The virulence of group A streptococci (GAS) correlates closely with expression of its surface antigen, M protein, and its hyaluronic acid capsule. In studies of human GAS infection, the former has received considerable attention. For several decades, however, systematic identification of encapsulated virulent strains by the mucoid colonies they produce has been neglected in clinical studies. In part, this may be due to the capsule's evanescent expression on artificial media, its repression during convalescent carriage, lack of expertise in recognizing its colonial morphology, and the growing tendency for clinical laboratories to eschew throat cultures in favor of rapid laboratory tests for group A polysaccharide. Older and more recent studies are reviewed here that emphasize the capsule's basic role in infection. We believe that it is time to refocus newer clinical studies and techniques on achieving early recognition of potentially dangerous, heavily encapsulated strains of GAS for which spread may be prevented.
For >1 century since its recognition, the evanescence of the hyaluronate capsule of group A streptococci (GAS) has presented an investigative problem for assessing its role in human infections. Although much attention has focused on the surface antigen, M protein, as an essential virulence factor [1], a wealth of clinical, epidemiological, and experimental evidence indicates that the expression of the capsule shares with M protein the essential requirements for producing significant infection [2, 3].

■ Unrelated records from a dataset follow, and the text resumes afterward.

PR #25, opened 2019-06-19
[README.md] Fix some naming, spacing and language issues

Jeehut:
Note that I started this PR mainly because I felt like the "Swift Package Manager: compatible" badge was simply too big, so using "SwiftPM: compatible" (which is the official abbreviation AFAIK) would be better. Also since there are really many package managers supported now, I felt like a separate line for those badges would also make sense, so I added a breakline. The other stuff are just small details I noticed.

### DIFF
--- a/README.md
+++ b/README.md
@@ -20,8 +20,9 @@
     <a href="https://github.com/piknotech/SFSafeSymbols/blob/stable/LICENSE.md">
         <img src="https://img.shields.io/badge/license-MIT-lightgrey.svg" alt="License: MIT">
     </a>
+    <br />
     <a href="https://github.com/apple/swift-package-manager">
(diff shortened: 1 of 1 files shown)


README.md
```diff
@@ -70,11 +71,11 @@ After specifying `"SFSafeSymbols"` as a dependency of the target in which you wa
 
 ### Accio
 
-Do the same configurations as for Swift PM, then run `accio update` instead of `swift package update`.
+Do the same configurations as for SwiftPM, then run `accio update` instead of `swift package update`.
 
 ### Carthage
 
-Make the following entry in your Cartfile:
+Make the following entry to your Cartfile:
```
fredpi: To unify things, let's also change "Make" to "Add"

fredpi (changes requested):
Thanks for the PR 👍 Just one little, picky thing to resolve

README.md
Jeehut: Fixed. :)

Expression of the capsule is rapidly lost on artificial media, on fomites, and during convalescent throat carriage. Moreover, capsule recognition by clinical bacteriology laboratories requires familiarity with the “mucoid” appearance of encapsulated strains grown on blood agar. Very few clinical laboratories, however, report GAS colony morphology. In clinical practice, rapid group A antigen detection tests often have replaced blood agar throat cultures in the laboratory diagnosis of sore throat. Although rapid group A antigen detection tests are useful as negative predictors of GAS pharyngitis, they offer no clue as to the actual virulence of infecting strains. If indicated by local epidemiological circumstances, however, recognition of mucoid colony morphology on blood agar cultures may prove to be useful to flag the appearance of the highly encapsulated GAS strains that may herald an outbreak of dangerous GAS infection [4].
This review highlights early investigations of the role of the GAS capsule in human infections and relates these studies to more recent experiments that focus on emerging or genetically engineered GAS mutants of varying capsule-producing potential [3, 5]. Such studies have greatly strengthened recognition of the contribution of the hyaluronate capsule to GAS virulence.
At the turn of the 19th century, Bordet [6] demonstrated that streptococcal strains isolated from blood cultures from septic patients were encapsulated and that this property was associated with resistance to phagocytosis. However, in broth cultures, the capsule disappeared within a few hours. By 1935, variations in GAS resistance to phagocytosis of virulent, attenuated, and avirulent strains were clearly confirmed and were summarized by Ward and Lyons [7]. They wrote, “the resistance to phagocytosis of the virulent variants appears to be associated with the presence of capsules on the organisms. ellip; No capsule can be demonstrated on the avirulent variant” (p. 527). … “The appearance of the colony depends to some extent on the length of incubation time. The younger colonies-6 to 8 hours-are of the mucoid type, being smooth, watery, and of regular contour” (p. 520).
With Lancefield's discovery of the GAS surface M protein as a major virulence factor and the type-specific protection afforded by its homologous M antibody [1], the capsule was relegated to a secondary level of interest, especially because it appeared to be nonantigenic [8, 9]. However, to select GAS clones likely to be most mouse virulent and to contain a large amount of M protein, Lancefield advised picking only the most highly mucoid colonies from the surface of a blood agar culture (R. C. Lancefield, personal communication).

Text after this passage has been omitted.